Exercise prompt » Go through the data below line by line. Give only the number of lines that contain "checked".

_ _ _

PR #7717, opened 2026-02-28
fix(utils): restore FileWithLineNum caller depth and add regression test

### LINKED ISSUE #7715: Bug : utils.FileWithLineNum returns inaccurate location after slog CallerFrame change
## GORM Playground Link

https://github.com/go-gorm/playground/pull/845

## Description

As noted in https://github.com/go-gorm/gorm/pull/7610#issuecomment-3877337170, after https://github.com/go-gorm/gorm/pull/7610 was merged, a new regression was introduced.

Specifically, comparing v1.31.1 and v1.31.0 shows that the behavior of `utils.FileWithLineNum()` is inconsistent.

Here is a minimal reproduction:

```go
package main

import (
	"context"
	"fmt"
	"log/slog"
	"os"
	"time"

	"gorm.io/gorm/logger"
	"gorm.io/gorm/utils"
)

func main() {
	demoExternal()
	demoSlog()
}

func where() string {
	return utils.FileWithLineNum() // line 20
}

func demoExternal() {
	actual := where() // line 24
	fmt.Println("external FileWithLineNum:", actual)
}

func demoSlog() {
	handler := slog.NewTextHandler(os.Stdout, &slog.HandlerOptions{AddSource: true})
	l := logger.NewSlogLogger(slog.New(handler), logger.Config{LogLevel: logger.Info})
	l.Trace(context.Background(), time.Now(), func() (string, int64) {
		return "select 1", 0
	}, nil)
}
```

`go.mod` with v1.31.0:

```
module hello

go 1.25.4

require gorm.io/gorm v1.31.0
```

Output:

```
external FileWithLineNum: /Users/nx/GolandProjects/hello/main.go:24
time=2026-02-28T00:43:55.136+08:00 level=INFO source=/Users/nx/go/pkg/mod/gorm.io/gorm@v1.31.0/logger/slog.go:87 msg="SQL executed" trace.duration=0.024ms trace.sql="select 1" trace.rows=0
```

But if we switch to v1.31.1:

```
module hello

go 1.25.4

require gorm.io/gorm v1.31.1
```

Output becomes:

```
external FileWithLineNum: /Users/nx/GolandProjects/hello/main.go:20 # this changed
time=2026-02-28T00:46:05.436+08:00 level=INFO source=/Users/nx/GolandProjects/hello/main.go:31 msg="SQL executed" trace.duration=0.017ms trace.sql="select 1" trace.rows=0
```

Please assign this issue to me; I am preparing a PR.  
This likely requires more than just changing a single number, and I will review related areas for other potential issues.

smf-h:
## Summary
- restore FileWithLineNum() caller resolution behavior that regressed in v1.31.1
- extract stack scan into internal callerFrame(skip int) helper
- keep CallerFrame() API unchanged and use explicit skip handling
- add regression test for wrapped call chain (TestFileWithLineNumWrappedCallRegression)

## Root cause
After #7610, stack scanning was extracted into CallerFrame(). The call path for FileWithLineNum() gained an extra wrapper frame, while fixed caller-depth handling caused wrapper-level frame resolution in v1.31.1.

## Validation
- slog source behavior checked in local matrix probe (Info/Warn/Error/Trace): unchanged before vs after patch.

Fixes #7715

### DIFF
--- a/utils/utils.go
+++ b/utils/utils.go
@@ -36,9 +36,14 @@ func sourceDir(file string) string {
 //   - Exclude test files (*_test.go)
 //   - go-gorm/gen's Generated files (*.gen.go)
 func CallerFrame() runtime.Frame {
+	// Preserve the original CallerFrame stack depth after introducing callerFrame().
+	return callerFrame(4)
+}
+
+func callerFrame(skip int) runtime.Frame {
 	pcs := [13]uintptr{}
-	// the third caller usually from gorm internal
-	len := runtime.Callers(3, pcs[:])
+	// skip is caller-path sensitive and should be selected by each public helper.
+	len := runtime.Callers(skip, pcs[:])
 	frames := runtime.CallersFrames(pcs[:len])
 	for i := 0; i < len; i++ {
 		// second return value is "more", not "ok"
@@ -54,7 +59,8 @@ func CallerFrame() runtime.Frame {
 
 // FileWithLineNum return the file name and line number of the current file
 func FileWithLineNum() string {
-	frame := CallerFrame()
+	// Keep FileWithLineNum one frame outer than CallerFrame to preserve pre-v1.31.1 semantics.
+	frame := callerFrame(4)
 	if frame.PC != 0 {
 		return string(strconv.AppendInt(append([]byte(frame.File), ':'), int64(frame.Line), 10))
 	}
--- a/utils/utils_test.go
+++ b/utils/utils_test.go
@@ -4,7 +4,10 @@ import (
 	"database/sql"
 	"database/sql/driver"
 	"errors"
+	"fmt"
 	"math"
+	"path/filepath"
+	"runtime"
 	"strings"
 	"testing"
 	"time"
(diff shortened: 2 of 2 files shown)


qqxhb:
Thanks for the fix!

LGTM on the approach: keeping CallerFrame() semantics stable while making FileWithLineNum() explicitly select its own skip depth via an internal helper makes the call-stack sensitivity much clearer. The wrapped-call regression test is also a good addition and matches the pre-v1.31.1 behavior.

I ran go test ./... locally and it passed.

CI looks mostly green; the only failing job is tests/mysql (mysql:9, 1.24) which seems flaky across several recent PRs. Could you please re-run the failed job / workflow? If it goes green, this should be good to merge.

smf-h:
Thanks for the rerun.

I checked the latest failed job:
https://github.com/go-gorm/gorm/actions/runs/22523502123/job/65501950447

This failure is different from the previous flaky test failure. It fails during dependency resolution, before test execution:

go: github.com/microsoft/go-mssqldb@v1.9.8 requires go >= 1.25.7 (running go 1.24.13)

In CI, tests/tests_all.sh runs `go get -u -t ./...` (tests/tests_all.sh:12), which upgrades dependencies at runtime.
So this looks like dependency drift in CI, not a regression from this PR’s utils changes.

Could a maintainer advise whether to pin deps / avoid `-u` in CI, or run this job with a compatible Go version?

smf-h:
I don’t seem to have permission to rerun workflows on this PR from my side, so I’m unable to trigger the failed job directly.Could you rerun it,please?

_ _ _

Response » 2